爷爷听了非常惊讶,“真没想到你们学校里竟潜藏着这样的女孩,还让你给碰上了,必须摸清她的底细,她很有可能懂得一些养鬼的邪术!”
神经病琴姐会养鬼?我吃惊极了。
爷爷想了半天,很严肃地告诉我,不要轻举妄动,千万别打草惊蛇,这事要慢慢来,先抓住那黑猫再说。
我和爷爷商量好了,他先回雇主家去交代一下,我回了宿舍。
刚一进走廊,就听我们宿舍里闹闹轰轰的,有几个女生呜呜地哭着,别的宿舍女生也围到了门口看热闹。
舍管老师在屋里训着话:“女生怎么可以这样呢,这是道德败坏知不知道,要是被查出来还怎么做人?这是一辈子的污点!”
“怎么了?”我挤进了屋,见赵丽也在屋里,过去拽拽她。
“丢钱了!我们宿舍有小偷!我的钱也没了,你快去看看你的吧?”赵丽脸上一点笑容都没有,赶紧催我去看,因为她知道爷爷刚给了我二百块钱。
那时候我们的生活费少得可怜,二百块钱不是个小钱,我赶紧坐到床上,把被子底下的背包拽了出来,一拉开拉链我顿时傻眼了,心里咯噔一下。
“丢啦?”赵丽见我表情不对,急忙问我,我点点头,爷爷给我的钱,还有我之前剩的一些零钱全没了。

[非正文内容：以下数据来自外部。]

PR #4285, opened 2024-02-25
Fix garbage-collect --delete-untagged to handle schema 2 manifest list and OCI image index

thewolt:
resolves #3178

PR #4331, opened 2024-04-19
fix: ignore error of manifest tag path not found in gc

microyahoo:
it is reasonable to ignore the error that the manifest tag path does not exist when querying all tags of the specified repository when executing gc.

### DIFF
--- a/registry/storage/garbagecollect.go
+++ b/registry/storage/garbagecollect.go
@@ -73,7 +73,8 @@ func MarkAndSweep(ctx context.Context, storageDriver driver.StorageDriver, regis
 					// which means that we need check (and delete) those references when deleting manifest
 					allTags, err := repository.Tags(ctx).All(ctx)
 					if err != nil {
-						if _, ok := err.(distribution.ErrManifestUnknownRevision); !ok {
+						if _, ok := err.(distribution.ErrRepositoryUnknown); ok {
+							emit("manifest tags path of repository %s does not exist", repoName)
 							return nil
 						}
 						return fmt.Errorf("failed to retrieve tags %v", err)
--- a/registry/storage/garbagecollect_test.go
+++ b/registry/storage/garbagecollect_test.go
@@ -416,6 +416,39 @@ func TestDeleteManifestIndexIfTagNotFound(t *testing.T) {
 	}
 }
 
+func TestGCWithUnknownRepository(t *testing.T) {
+	ctx := dcontext.Background()
+	d := inmemory.New()
+
+	registry := createRegistry(t, d)
+	repo := makeRepository(t, registry, "nonexistentrepo")
+	image := uploadRandomSchema2Image(t, repo)
+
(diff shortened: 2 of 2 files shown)


registry/storage/garbagecollect.go
```diff
@@ -74,6 +75,10 @@ func MarkAndSweep(ctx context.Context, storageDriver driver.StorageDriver, regis
 					// which means that we need check (and delete) those references when deleting manifest
 					allTags, err := repository.Tags(ctx).All(ctx)
 					if err != nil {
+						if errors.Is(err, distribution.ErrRepositoryUnknown{Name: repository.Named().Name()}) {
```
squizzi, line 78: `repository.Named().Name()` isn't free, we're going to call it anyways to perform this err check so store it and then use it again in `emit` later, but what about the `repoName` string the `ingester` func uses above, is that not sufficient for this error check and the affiliated `emit`?

```suggestion
						if errors.Is(err, distribution.ErrRepositoryUnknown{Name: repoName}) {
```

registry/storage/garbagecollect.go
```diff
@@ -74,6 +75,10 @@ func MarkAndSweep(ctx context.Context, storageDriver driver.StorageDriver, regis
...
+							emit("manifest tag path of repository %s not exist", repository.Named().Name())
```
squizzi, line 79:
```suggestion
							emit("manifest tag path of repository %s does not exist", repoName)
```

squizzi (changes requested):
I feel you could add a test for this that tests that GC does not error on an unknown repository, something like:

```go
func TestGCWithUnknownRepository(t *testing.T) {
	d := inmemory.New()

	registry := createRegistry(t, d)
	repo := makeRepository(t, registry, "nonexistentrepo")
	uploadRandomSchema2Image(t, repo)

	err := MarkAndSweep(dcontext.Background(), d, registry, GCOpts{
		DryRun:         false,
		RemoveUntagged: true,
	})
	if err != nil {
		t.Fatalf("got error: %v, expected nil", err)
	}
}
```

Passes with this addition but fails without it.

microyahoo:
hi @squizzi, seems PR https://github.com/distribution/distribution/pull/4285 has already coverred this scenario.

squizzi:
@microyahoo ya, it does.. I like your addition of having `emit` log when the repository is skipped.  Perhaps rebase and add that one line change?

squizzi:
@microyahoo good catch on the `ManifestUnknownRevision` error in the other PR, it seems yours is back on the table, let's get a test added for this, rebase and move forward with it.

milosgajdos:
@microyahoo there is a merge conflict now that needs fixing 😬

microyahoo:
> @microyahoo there is a merge conflict now that needs fixing 😬

hi @milosgajdos, thanks for you kindly reminder, I will fix it ASAP.

milosgajdos (approved):

squizzi (approved):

“怎么啦?又一个丢钱的?你丢了多少?”舍管老师走过来问我。
“大概三百块!”我有些无力,从来还没遇见过这样的事。
“哈哈,有钱人啊,三百块算什么呀?”上铺突然传来琴姐幸灾乐祸的笑声,要不是这一声,我都没发现她的存在。
“闭嘴!”我气愤地朝头顶喊了一嗓子。
要知道农村的孩子比较淳朴,虽然偷瓜偷枣的那都是图个好玩,真正牵扯到名声问题,孩子们还是挺在乎的,谁被叫一声小偷,那罪恶感等同于劳改犯了。
“到底是谁干的,只要你承认,我们大家都不说出去,就当给你一个改过的机会……”舍管老师吐沫纷飞地劝说着,拿眼观察着屋里的每一个女生,可是谁也不承认。
舍友之间也起了猜疑,大家都还不熟悉,所以除了自己以外,任何人都是怀疑对象,大家你看看我,我看看你,眼里都是审视。
“你看我干嘛?好像是我偷的一样!”
“不是你偷的你心虚什么?”
“谁心虚了?谁心虚了?”
“好了好了别吵了!!”
两个临床的女生吵了起来,舍管老师压都压不住,整个宿舍的气氛让人压抑。
“老师?搜吧?每个人都搜一下就知道了!”几个女生起了哄,舍管老师想了想点点头。
可是这时上铺的神经病琴姐突然跟诈尸似的坐起身来,对着下面大喊:“搜什么搜?你们有什么权利搜?谁搜我一个看看?我整死她!”
……包括舍管老师在内,大家都一愣。